:: WORK ORDER ::
Each entry, in full: copy it out exactly.

:: DATA TO USE ::
PR #264, opened 2024-10-03
fix(rego): Use correct metadata for libs

simar7:


nikpivkin (approved):

lib/test/lib_test.rego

:: RESPONSE FOR THIS EXERCISE ::
PR #264, opened 2024-10-03
fix(rego): Use correct metadata for libs

simar7:


nikpivkin (approved):

lib/test/lib_test.rego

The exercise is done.